Perhaps I misunderstand your meaning, but it seems to me that Gödel's first incompleteness theorem says exactly that algebra cannot be reduced to a finite set of postulates.
Right now, we don't know if that binary sequence can be found by any means other than brute-force examination of every possible program.
You seem to have a deep misunderstanding of the halting problem. Right now, we believe that no method, including "brute-force examination", can determine if every program halts. If "brute-force examination" were sufficient, one would write a computer program to perform the brute-force examination and come up with the answer. But this is precisely what we know is impossible.

As a very simple example, consider this program:

use Math::BigInt; my $N = Math::BigInt->new(shift @ARGV); while (1) { $N += 1; next unless prime($N); next unless prime($N+2); print "$N\n"; exit; } sub prime { my $n = shift; for (my $i = Math::BigInt->new(2); $i * $i <= $n; $i += 1) { return 0 if $n % $i == 0; } return 1; }
You can't tell me whether this program will halt on all inputs. Not by "brute force examination" or by any other method. Why not? Because you don't know how to figure that out. Neither does anyone else.

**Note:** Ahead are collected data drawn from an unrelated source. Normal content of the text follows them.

Issue #15849, opened 2017-05-10
stability: Support for large transactions


a-robinson:
Forked from @andreimatei's comment on #15713:

> Unfortunately the "transaction is too large to commit" is by design - currently an EndTransaction carries all the intents, and so we need to be reasonably sure that each replica will have enough memory to process the corresponding Raft command.
> 
> This is a topic that I've randomly discussed at the watercooler with the likes of @bdarnell and @tschottdorf at times. Dumping stuff here for institutional memory.
> There are various things we could do: one way or another, intents (or, at least, all intents) shouldn't have to be attached to an EndTransaction request. They could be stored in the db and the cleanup happening after EndTransaction has marked the txn record as committed could retrieve them from there. For example, they could be stored in the transaction record itself. The TxnCoordSender could keep appending intent spans when it heartbeats the record, for example. That might not be sufficient, since you'll end up with a humongous txn record. What'd be better is to store them adjacently to the txn rec, such that the range can be split, etc. But then you prolly need to be careful with the orchestration of the cleanup process and the cleanup of these intent records themselves.
> 
> Without, or besides, storing the intents into the db, the client (the client.Txn layer) could be more involved in the cleanup of such large txns; it could store intents in memory and not attach them to EndTransaction, but do cleanup afterwards. It could keep the intents below a memory budget by having a limited-size interval tree and merging spans when it needs to - trading pessimistic scanning at cleanup time for memory at execution time. This would probably work great for cases as the one here (I assume): copying a table.
> An approach like this would probably be made more feasible by the merging of the TxnCoordSender (which currently keeps track of intents) and client.Txn that I'm hoping to do.
> 
> @petermattis, I'm assigning back to you... But I will keep an eye on supporting work here when I do TxnCoordSender refactorings.
> 
> Incidentally - here's one idea about the codelab we were talking about: implement CREATE TABLE AS <query>, or a version of INSERT INTO... SELECT... that does some limited version of the above - doesn't accumulate intents and scans the whole table for cleanup.

andreimatei:
Note that it's exceedingly easy to get yourself into one of \`em "large transactions" by doing something like a `INSERT INTO... SELECT ...` (#15713) or a `TRUNCATE` (#15723) or through the GC queue (https://github.com/cockroachdb/cockroach/issues/15756#issuecomment-299924227) - but this last one may be FUD.

tschottdorf:
[...]

PR #19929, opened 2017-11-09
tscache: enforce minimum retention window policy in intervalSkl

nvb:
This change adds a retention policy to `intervalSkl` that it should never evict
pages that contain intervals within a certain window of recency. This will allow
the structure to exhibit the `MinRetentionWindow` semantics that `tscache.Cache`
implementations require.

We do this by replacing the `earlier` and `later` `sklPages` with a linked list
of `sklPages` that can dynamically grow when necessary.

See https://github.com/cockroachdb/cockroach/pull/19508#issuecomment-339337357 for more discussion.

### DIFF
--- a/pkg/storage/tscache/interval_skl.go
+++ b/pkg/storage/tscache/interval_skl.go
@@ -140,12 +140,12 @@ type intervalSkl struct {
 	clock  *hlc.Clock
 	minRet time.Duration
 
-	// Soft maximum size of the data structure in bytes. When the data structure
-	// fills, older entries are discarded. However, this maximum can be violated
-	// if the intervalSkl needs to grow larger to enforce a minimum retention
-	// policy. As such, the minimum retention policy takes priority over the
-	// maximum size policy (which is why we call this a "soft" maximum).
-	size uint32
+	// The size of each page in the data structure, in bytes. When a page fills,
+	// the pages will be rotated and older entries will be discarded. The entire
+	// data structure will usually have a size limit of pageSize*minPages.
+	// However, this limit can be violated if the intervalSkl needs to grow
+	// larger to enforce a minimum retention policy.
+	pageSize uint32
 
 	// The linked list maintains fixed-size skiplist pages, ordered by creation
 	// time such that the first page is the one most recently created. When the
@@ -168,11 +168,11 @@ type intervalSkl struct {
 
 // newIntervalSkl creates a new interval skiplist with the given minimum
 // retention duration and the maximum size.
-func newIntervalSkl(clock *hlc.Clock, minRet time.Duration, size uint32) *intervalSkl {
+func newIntervalSkl(clock *hlc.Clock, minRet time.Duration, pageSize uint32) *intervalSkl {
 	s := intervalSkl{
 		clock:    clock,
 		minRet:   minRet,
-		size:     size,
+		pageSize: pageSize,
 		minPages: defaultMinSklPages,
 	}
 	s.pushNewPage(0)
@@ -334,7 +334,7 @@ func (s *intervalSkl) frontPage() *sklPage {
 
 // pushNewPage prepends a new empty page to the front of the pages list.
 func (s *intervalSkl) pushNewPage(maxWallTime int64) {
-	p := newSklPage(s.size / uint32(s.minPages))
+	p := newSklPage(s.pageSize)
 	p.maxWallTime = maxWallTime
 	s.pages.PushFront(p)
 }
--- a/pkg/storage/tscache/interval_skl.go
+++ b/pkg/storage/tscache/interval_skl.go
@@ -16,9 +16,11 @@ package tscache
 
 import (
 	"bytes"
+	"container/list"
 	"encoding/binary"
 	"fmt"
 	"sync/atomic"
+	"time"
 	"unsafe"
 
 	"github.com/andy-kimball/arenaskl"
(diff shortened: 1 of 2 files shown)


petermattis:
:lgtm: though @tschottdorf and @andy-kimball should take a look as well.

What default are we going to use for the skip-list page size? 

---

---

*[pkg/storage/tscache/interval_skl.go, line 148 at r2](https://reviewable.io:443/reviews/cockroachdb/cockroach/19929#-KyWGE64Ba-j_GJrqkcI:-KyWGE65LDb3EKIPFQ2t:bhfp860) ([raw file](https://github.com/cockroachdb/cockroach/blob/ed6d1e0414bb141752385de06370a9a5e0c9c01e/pkg/storage/tscache/interval_skl.go#L148)):*
> ```Go
> 	// policy. As such, the minimum retention policy takes priority over the
> 	// maximum size policy (which is why we call this a "soft" maximum).
> 	size uint32
> ```

Perhaps rename to `softMaxSize`.

---

*[pkg/storage/tscache/interval_skl.go, line 163 at r2](https://reviewable.io:443/reviews/cockroachdb/cockroach/19929#-KyWGTKJhexKHgsZFyyZ:-KyWGTKJhexKHgsZFyy_:b-91241) ([raw file](https://github.com/cockroachdb/cockroach/blob/ed6d1e0414bb141752385de06370a9a5e0c9c01e/pkg/storage/tscache/interval_skl.go#L163)):*
> ```Go
> 	// In order to ensure that timestamps never decrease, intervalSkl maintains
> 	// a floor timestamp, which is the minimum timestamp that can be returned by
> 	// the lookup operations. When the earlier page is discarded, its current
> ```

`s/earlier/earliest/g`

---


*Comments from [Reviewable](https://reviewable.io:443/reviews/cockroachdb/cockroach/19929#-:-KyWHDIROXSvy_9e93H-:b-3ec3xu)*

bdarnell:
LGTM, but once we've tested and stabilized the new TS cache we should probably have a debate about whether this potentially-unbounded growth is even something we want. In the long run we want every component to be able to regulate its memory usage; I think it would be best for the ts cache to have a fixed size even if that may limit the lifetime of transactions (or if we do want the ts cache to grow dynamically we have to identify something else we can dynamically shrink that won't lead to cascading problems).

---

---



*Comments from [Reviewable](https://reviewable.io:443/reviews/cockroachdb/cockroach/19929#-:-KyWcPhnlmwcRulklOTS:brh1ejq)*

petermattis:
> I think it would be best for the ts cache to have a fixed size even if that may limit the lifetime of transactions (or if we do want the ts cache to grow dynamically we have to identify something else we can dynamically shrink that won't lead to cascading problems).

We can dynamically adjust the size of the RocksDB cache. With the large blocks of allocation in the new tscache impl it seems feasible to adjust the size of the RocksDB cache up and down in response to the tscache size.

---

---



*Comments from [Reviewable](https://reviewable.io:443/reviews/cockroachdb/cockroach/19929#-:-KyWel2Ash_ggrgLEQBq:bsopo5h)*

nvanbenschoten:
> What default are we going to use for the skip-list page size?

I was planning on making each page 64MB, which is the current size for the entire cache (but which seems small).

> or if we do want the ts cache to grow dynamically we have to identify something else we can dynamically shrink that won't lead to cascading problems

I'm not sure exactly how this works in other production systems, but at some point, I've always pictured us creating a system-wide memory policy for how memory bounds of different components grow, shrink, or stay constant in relation to each other as load increases. For lack of a better analogy, think of how flexbox bounds total size while allowing individual elements to dynamically adjust in size.

---

---

*[pkg/storage/tscache/interval_skl.go, line 148 at r2](https://reviewable.io:443/reviews/cockroachdb/cockroach/19929#-KyWGE64Ba-j_GJrqkcI:-KyWk-2usJSdPVdElDtP:b-lofyqv) ([raw file](https://github.com/cockroachdb/cockroach/blob/ed6d1e0414bb141752385de06370a9a5e0c9c01e/pkg/storage/tscache/interval_skl.go#L148)):*

Perhaps rename to `softMaxSize`.
</blockquote></details>

I actually switched this to `pageSize` because it's easier to think about.

---

*[pkg/storage/tscache/interval_skl.go, line 163 at r2](https://reviewable.io:443/reviews/cockroachdb/cockroach/19929#-KyWGTKJhexKHgsZFyyZ:-KyWjzqZw_6ExiDTE--s:b-896fix) ([raw file](https://github.com/cockroachdb/cockroach/blob/ed6d1e0414bb141752385de06370a9a5e0c9c01e/pkg/storage/tscache/interval_skl.go#L163)):*

`s/earlier/earliest/g`
</blockquote></details>

Done.

---


*Comments from [Reviewable](https://reviewable.io:443/reviews/cockroachdb/cockroach/19929#-:-KyWiYAqOnGzFFzkJ5PO:bvcf23e)*

tschottdorf:
@cardbot this is similar to what's discussed [https://github.com/cockroachdb/cockroach/issues/15849#issuecomment-309504798](here) in the context of large transactions. (Pointing that out mostly to link these two issues).

:lgtm: 

---

Reviewed 2 of 2 files at r3, 1 of 1 files at r4, 2 of 2 files at r5.

---



*Comments from [Reviewable](https://reviewable.io:443/reviews/cockroachdb/cockroach/19929#-:-KyYYddzY5Sd6SDZCP4u:b-ulwkav)*

nvanbenschoten:
Thanks for the reviews.

> I suspect that eventually some kind of "span coalescing" will be needed, in which long-running transactions lay claim to larger and larger spans which take less memory to represent (but which also can block other transactions that overlap with those spans).

Are there benefits to this kind of span coalescing strategy (and also the lock promotion policy) other than reducing a transaction's footprint over time as it performs more and more operations? I ask because I've traditionally thought of this kind of retention policy as being in place for long running transactions, not necessarily for large transactions. I guess those two will often go hand in hand. Regardless, I agree with @tschottdorf that this kind of approach has applications in multiple areas of our transaction system and foresee them being used in the future.

PR #19922, opened 2017-11-08
sql/parser: split into more separate packages

knz:
First commit from #19901 - will rebase when that merges.

tl;dr this patch separates items from the `sql/parser` package into
the following:

- new package `sem/builtins`: the built-in function *definitions*

- new package `sem/transforms`: `ContainsWindow`,
  `IsAggregateVisitor`, `ExprTransformContext` (not
  `NormalizeVisitor`, that's still entangled with `parser`)

- new package `sem/tests`: tests that need both the parser and the
  built-in function definitions, to break the dependency cycle.

Details follow.

The following `parser` definitions remain in the `parser` package for
now but are moved to their own files:

- `FunctionClass` and constants, `Builtin` and methods (`builtins.go` -> `builtin.go`)
- `AggregateFunc` (`aggregate_builtins.go` -> `aggregate_funs.go`)
- `ValueGenerator` (`generator_builtins.go` -> `generators.go`)
- `IndexedRow`, `WindowFrame`, `WindowFunc` (`window_builtins.go` -> `window_funs.go`)
- `intPow` (`builtins.go` -> `eval.go`)
- `pickFromTuple` (`builtins.go` -> `eval.go`)
- `mockNameTypes` (`type_check.go` -> `testutils.go`)
- `init`, (`builtins.go` -> `all_builtins.go`, then moved below)
- `collectBuiltins` (`window_builtins.go` -> `all_builtins.go`, then moved below)

- `TestCastToCollatedString` (`eval_test.go` -> `collatedstring_test.go`)
- `TestEvalComparisonExprCaching` (`eval_test.go` -> `compare_test.go`)
- `TestSimilarEscape`, `Benchmark*Like*` (`eval_test.go` -> `like_test.go`)
- `TestClusterTimestampConversion` (`eval_test.go` -> `timestamp_test.go`)

This patch then extracts code into the following separate modules:

- `canBeInArray` -> `IsValidArrayElementType` in `sql/sem/types`

- `ContainsWindowVisitor` -> `window.go` in `sql/sem/transform`
- `IsAggregateVisitor` -> `aggregates.go` in `sql/sem/transform`
- `expr_transform.go` -> `sql/sem/transform`

- `all_builtins.go`, `builtins.go` -> `sql/sem/builtins`
- `aggregate_builtins.go` -> `sql/sem/builtins`
- `aggregate_builtins_test.go` -> `sql/sem/builtins`
- `window_builtins.go` -> `sql/sem/builtins`
[...]

PR #19941, opened 2017-11-09
sql/parser: extract code in different packages

knz:
Supersedes #19922.

tl;dr:
- new package `sem/builtins` with built-in function definitions
- new package `sem/transform` with the expression visitors
- new package `sem/tests` for tests that depend both on `parser` and `builtins`

All split up in miniature commits, for your (re)viewing pleasure. :)


pkg/sql/parser/expr_test.go
```diff
@@ -151,7 +151,7 @@ func TestExprString(t *testing.T) {
 		`(a OR (g BETWEEN (h+i) AND (j+k))) AND b`,
 		`(1 >= 2) IS OF (BOOL)`,
 		`(1 >= 2) = (2 IS OF (BOOL))`,
-		`count(1) FILTER (WHERE true)`,
+		// `count(1) FILTER (WHERE true)`,
```
jordanlewis: Second to last commit does this for some reason, probably a mistake

jordanlewis (approved):

jordanlewis:
LGTM! :tada: (Reviewable and GitHub's review view are both unusably slow on this size of PR so I can't leave top level comments there.)

Overall I'm *very* happy with this new structure. Thank you for taking on this large burden! I admit to not having read every single line of code change, but I feel confident for the record that this is 98% restructuring.

I saw that you added new exported fields to `Builtin`, but left the accessor methods unexported. This seems backwards - if there's a good reason please chime in but if not I'd prefer to see the opposite done.

Also if we end up doing much more iteration on this PR please split this PR into one before the builtins change and one containing just the builtins change.

I would suggest adding a readme to the new `sem/tests` directory explaining what you did in the commit message.

I think our test structuring could still use some work - it's always been hard to figure out where a test lives or where a new one should live, and it's not clear that it is getting easier - but that's not really the responsibility of this PR to fix. Just putting it for the record.

knz:
TFYR!

The Builtin methods you have seen are only visible to TypeCheck, and thus need not be exported.

PR #19948, opened 2017-11-09
cli,cliccl: add tests for setting index/partition zone configs

benesch:
The underlying support for index/partition zone configs landed in #19854.
This commit merely adds tests that setting these zone configs from the
CLI works as expected.

### DIFF
--- a/pkg/ccl/cliccl/cli_test.go
+++ b/pkg/ccl/cliccl/cli_test.go
@@ -1,0 +1,199 @@
+// Copyright 2017 The Cockroach Authors.
+//
+// Licensed as a CockroachDB Enterprise file under the Cockroach Community
+// License (the "License"); you may not use this file except in compliance with
+// the License. You may obtain a copy of the License at
+//
+//     https://github.com/cockroachdb/cockroach/blob/master/LICENSE
+
+package cliccl
+
+import (
+	"fmt"
+	"net"
+	"strings"
+
+	"github.com/cockroachdb/cockroach/pkg/base"
+	"github.com/cockroachdb/cockroach/pkg/cli"
+	"github.com/cockroachdb/cockroach/pkg/server"
+	"github.com/cockroachdb/cockroach/pkg/testutils/serverutils"
+	"golang.org/x/net/context"
+)
+
+// cliTest is a stripped-down version of package cli's cliTest. It's currently
+// easier to reimplement the pieces we need than it is to export cli.cliTest, as
+// cli's tests frequently mutate internal package variables. We may need to
+// revisit this decision if this package's tests become more complex.
+type cliTest struct {
+	*server.TestServer
+	connArgs []string
+}
+
+func newCLITest() cliTest {
+	s, err := serverutils.StartServerRaw(base.TestServerArgs{Insecure: true})
+	if err != nil {
+		panic(err)
+	}
+	host, port, err := net.SplitHostPort(s.ServingAddr())
+	if err != nil {
+		panic(err)
+	}
+	return cliTest{
+		TestServer: s.(*server.TestServer),
+		connArgs:   []string{"--insecure", "--host=" + host, "--port=" + port},
+	}
+}
+
+func (c *cliTest) close() {
+	c.Stopper().Stop(context.Background())
+}
+
+func (c *cliTest) run(line string) {
+	c.runWithArgs(strings.Fields(line))
+}
+
+func (c *cliTest) runWithArgs(args []string) {
+	fmt.Println(strings.Join(args, " "))
+	cli.TestingReset()
+	if err := cli.Run(append(args, c.connArgs...)); err != nil {
+		fmt.Println(err)
+	}
+}
+
+func Example_cclzone() {
+	c := newCLITest()
+	defer c.close()
+
+	c.runWithArgs([]string{"sql", "-e", "CREATE DATABASE db"})
+	c.runWithArgs([]string{"sql", "-e", `CREATE TABLE db.t (
+  c1 STRING PRIMARY KEY,
+  c2 STRING
+) PARTITION BY LIST (c1) (
+  PARTITION p0 VALUES ('a'),
+  PARTITION p1 VALUES (DEFAULT)
+)`})
+	c.runWithArgs([]string{"sql", "-e", "CREATE INDEX ON db.t (c2)"})
+	c.run("zone set db.t@nonexistent --file=./../../cli/testdata/zone_attrs.yaml")
+	c.run("zone set db.t.nonexistent --file=./../../cli/testdata/zone_attrs.yaml")
+	c.run("zone set db.t.p0@t_c2_idx --file=./../../cli/testdata/zone_attrs.yaml")
+	c.run("zone set db.t@primary --file=./../../cli/testdata/zone_attrs.yaml")
+	c.run("zone get db.t.p0")
+	c.run("zone get db.t")
+	c.run("zone get db.t@t_c2_idx")
+	c.run("zone set db.t.p1 --file=./../../cli/testdata/zone_range_max_bytes.yaml")
+	c.run("zone get db.t.p1")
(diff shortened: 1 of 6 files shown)


benesch:
@knz requesting your review on the CLI interfaces I publicly exposed and renamed, plus the script. Obviously feel free to review the rest too :)

danhhz:
The last commit lgtm. I'll leave the first two to @knz

benesch:
Ugh, I had to rebase out the first commit. Exposing `cli.cliTest` proves to be challenging, as it links a bunch of forbidden test code into the main binary. It's easier at the moment to reimplement the pieces we need in `cliccl`, but we can revisit that decision down the road if the CCL CLI gets more complicated.

knz:
Reviewed 1 of 1 files at r1, 4 of 4 files at r2.

---

*[pkg/cli/cli.go, line 164 at r2](https://reviewable.io:443/reviews/cockroachdb/cockroach/19948#-Ky_Ppxbx9cj5tGlD1Tq:-Ky_Ppxbx9cj5tGlD1Tr:bewuusy) ([raw file](https://github.com/cockroachdb/cockroach/blob/1397ec535f2b65f57ed4a9d00d1c88eb9959bac3/pkg/cli/cli.go#L164)):*
> ```Go
> // TestingReset resets global mutable state so that Run can be called multiple
> // times from the same test process. It is public for cliccl.
> func TestingReset() {
> ```

I'd move this to a new file `testutils.go`

Also you're missing this:

```
  baseCfg.InitDefaults()
  InitCLIDefaults()
```

---

*[scripts/diff-example.sh, line 3 at r1](https://reviewable.io:443/reviews/cockroachdb/cockroach/19948#-Ky_NsIFviEe5PMCsNec:-Ky_NsIFviEe5PMCsNed:b-dzwc5f) ([raw file](https://github.com/cockroachdb/cockroach/blob/9ddd3286c7ab946097022e88b78af851f46485d7/scripts/diff-example.sh#L3)):*
> ```Shell
> #!/usr/bin/env bash
> 
> # Diff a failed Go example [0] against its expected output.
> ```

:sparkling_heart: :sparkling_heart: :sparkling_heart: :sparkling_heart: :sparkling_heart: :sparkling_heart: :sparkling_heart: :sparkling_heart: :sparkling_heart: :sparkling_heart: :sparkling_heart: :sparkling_heart: :sparkling_heart: :sparkling_heart: :sparkling_heart: :sparkling_heart: :sparkling_heart: :sparkling_heart: :sparkling_heart: :sparkling_heart: 

---

*[scripts/diff-example.sh, line 24 at r1](https://reviewable.io:443/reviews/cockroachdb/cockroach/19948#-Ky_O-NMniuXSi1j9r-r:-Ky_O-NMniuXSi1j9r-s:b-rgemk8) ([raw file](https://github.com/cockroachdb/cockroach/blob/9ddd3286c7ab946097022e88b78af851f46485d7/scripts/diff-example.sh#L24)):*
> ```Shell
> 
> do_diff() {
>   if [ -x "$(command -v colordiff)" ]; then
> ```

command: command not found

s/command/which ?

---

*[scripts/diff-example.sh, line 37 at r1](https://reviewable.io:443/reviews/cockroachdb/cockroach/19948#-Ky_OE4mbbcG0ufdYueo:-Ky_OE4mbbcG0ufdYuep:b2ng0y0) ([raw file](https://github.com/cockroachdb/cockroach/blob/9ddd3286c7ab946097022e88b78af851f46485d7/scripts/diff-example.sh#L37)):*
> ```Shell
> 
> # The actual output is everything after "got:" but before "want:".
> <<<"$in" sed -n  "
> ```

There's no need for this indirection style. Since you already have a temporary directory (see above) simply dump the file to it:

```
cat >input
```

then here:

```
<input sed -n ...
```

and below too.

Then you can (conceptually) drop the dependency on bash (you still need it for `set -o pipefail` but that's it -- it makes the reading easier!)

The other advantage is that if the diff is very large, poor bash won't have to explode its memory usage.

---


*Comments from [Reviewable](https://reviewable.io:443/reviews/cockroachdb/cockroach/19948)*

benesch:

---

*[scripts/diff-example.sh, line 24 at r1](https://reviewable.io:443/reviews/cockroachdb/cockroach/19948#-Ky_O-NMniuXSi1j9r-r:-Kyc1CT00Ml0ZEU_T_9K:bj8a8bp) ([raw file](https://github.com/cockroachdb/cockroach/blob/9ddd3286c7ab946097022e88b78af851f46485d7/scripts/diff-example.sh#L24)):*

command: command not found

s/command/which ?
</blockquote></details>

o_O what shell are you using?! `command` is supposedly POSIX: https://stackoverflow.com/a/677212/1122351

---

*[scripts/diff-example.sh, line 37 at r1](https://reviewable.io:443/reviews/cockroachdb/cockroach/19948#-Ky_OE4mbbcG0ufdYueo:-Kyc1FUKqp-hrfyse--R:bypr4fe) ([raw file](https://github.com/cockroachdb/cockroach/blob/9ddd3286c7ab946097022e88b78af851f46485d7/scripts/diff-example.sh#L37)):*

There's no need for this indirection style. Since you already have a temporary directory (see above) simply dump the file to it:

```
cat >input
```

then here:

```
<input sed -n ...
```

and below too.

Then you can (conceptually) drop the dependency on bash (you still need it for `set -o pipefail` but that's it -- it makes the reading easier!)

The other advantage is that if the diff is very large, poor bash won't have to explode its memory usage.
</blockquote></details>

Hah, forgot I added in the tmpdir. (I didn't have it in the first version.) Nice catch, thanks. Fixed.

---

*[pkg/cli/cli.go, line 164 at r2](https://reviewable.io:443/reviews/cockroachdb/cockroach/19948#-Ky_Ppxbx9cj5tGlD1Tq:-Kyc1KcaDZ-vwV2CRs7o:b-ru7myh) ([raw file](https://github.com/cockroachdb/cockroach/blob/1397ec535f2b65f57ed4a9d00d1c88eb9959bac3/pkg/cli/cli.go#L164)):*

I'd move this to a new file `testutils.go`

Also you're missing this:

```
  baseCfg.InitDefaults()
  InitCLIDefaults()
```
</blockquote></details>

Previously we were only doing that once per test, but looks like it's safe (and perhaps more correct?) to do once per `Run` or `RunWithArgs`. Done.

---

I won't address your assertion that a solution to the halting problem will provide a solution to "the automatic programming problem", because you still haven't said what "the automatic programming problem" is, and I'm starting to suspect that you don't have a very clear idea of it yourself.

It might even be possible to calculate that value with a Turing machine.. in which case, we could sidestep the current proof for the halting problem's unsolvability without actually contradicting it.
No, you couldn't. The proof completely rules out this exact possibility. I don't think you could understand the proof and still believe this.

Point taken, though one could probably call that a compiler issue.. IIRC, the ANSI-C spec defines all floating-point representations in terms of a minimal error variable elim.
You're the one that brought it up; if you wanted to leave compiler-dependent issues out of the discussion, you should have done that. As for the square root of 2, what of it? Are you now saying that code to compute the square root of 2 will fail "as often as not"? That isn't true either.

The term elim does not appear in the 1999 C language standard, which I consulted before posting my original reply.